Microformats and tagging could help here. TEI has the <rs> tag to mark up references to things (people, places, ships, books, constellations, anything really) in a text. The Flinders papers use <rs> extensively to markup the people, places, vessels and miscellaneous glossary terms referred to in the correspondence. For instance, a reference to a person might read <rs type="person" key="25">my dear wife</rs>
or a reference to a ship might read <rs type="vessel" key="27">this sturdy vessel</rs>
. The type
attribute indicates what type of thing we’re referring to. The key
attribute identifies which specific thing we’re referring too. In this case, it might be person number 25, or ship number 27, in our database.

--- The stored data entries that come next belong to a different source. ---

PR #2578, opened 2025-05-01
Comment Stage: use inGroup to select anon reviewers

melisabok:
Fixes https://github.com/openreview/openreview-web/issues/2273

When reviewers are unassigned, they won't showup as available readers because they are not part of the reviewers group anymore.


celestemartinez (approved):

enrubio (approved):
Changes look good and the comment readers are as expected. Thank you!

enrubio:
I noticed the readers of the anon groups are still changing whenever someone is unassigned/assigned. I know this is done in the API, will that change be reverted now that we have this change? Maybe a question for @carlosmondra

My first idea for opening up the archive is to replace the numerical keys with wikipedia-style tags eg. <rs type="person" key="Ann_Chappelle">my dear wife</rs>
or <rs type="vessel" key="Investigator">this sturdy vessel</rs>
. I think human-readable tags make it easier to understand the references, rather than having to go look up which ship is vessel number 27. Tagging like this will also allow us to take advantage of the rel-tag microformat in our HTML, because we can transform our TEI <rs> tags into HTML link anchors: <a rel="tag" href="/tags/Ann_Chappelle">my dear wife</a>
. Even better, we can take the TEI type
attribute and put that in the tag URL to indicate what type of tag this is: <a rel="tag" href="/tags/person/Ann_Chappelle">my dear wife</a>
. This is pretty cool, I think – we’re now indicating, in our HTML, that this letter refers to a person, and that person is called Ann Chappelle. I can use the tag to link together everything that refers to Ann, whether she’s referred to indirectly as ‘my dear wife’, directly as ‘Ann Flinders’ or by her maiden name ‘Ann Chappelle’. Additionally, I’ve opened up the data to be used by any tool that understands the rel-tag microformat. Finally, the tagging scheme is simple and looks like it will extend to other archives. For example, we may want to digitise papers from the Royal Observatory archives, which refer to the names of planets, asteroids or constellations. Or we might have to tag references to books. We could do this by adding new types to our tag URLs eg. /books/De_Revolutionibus
or /astronomy/Mars
.
Perhaps this is what I should I talk about at SemanticCamp – opening up the semantic information stored in museum collections.
I think this would be a good presentation. If you create any handouts or anything, maybe you could post them on your blog so losers like me can see them?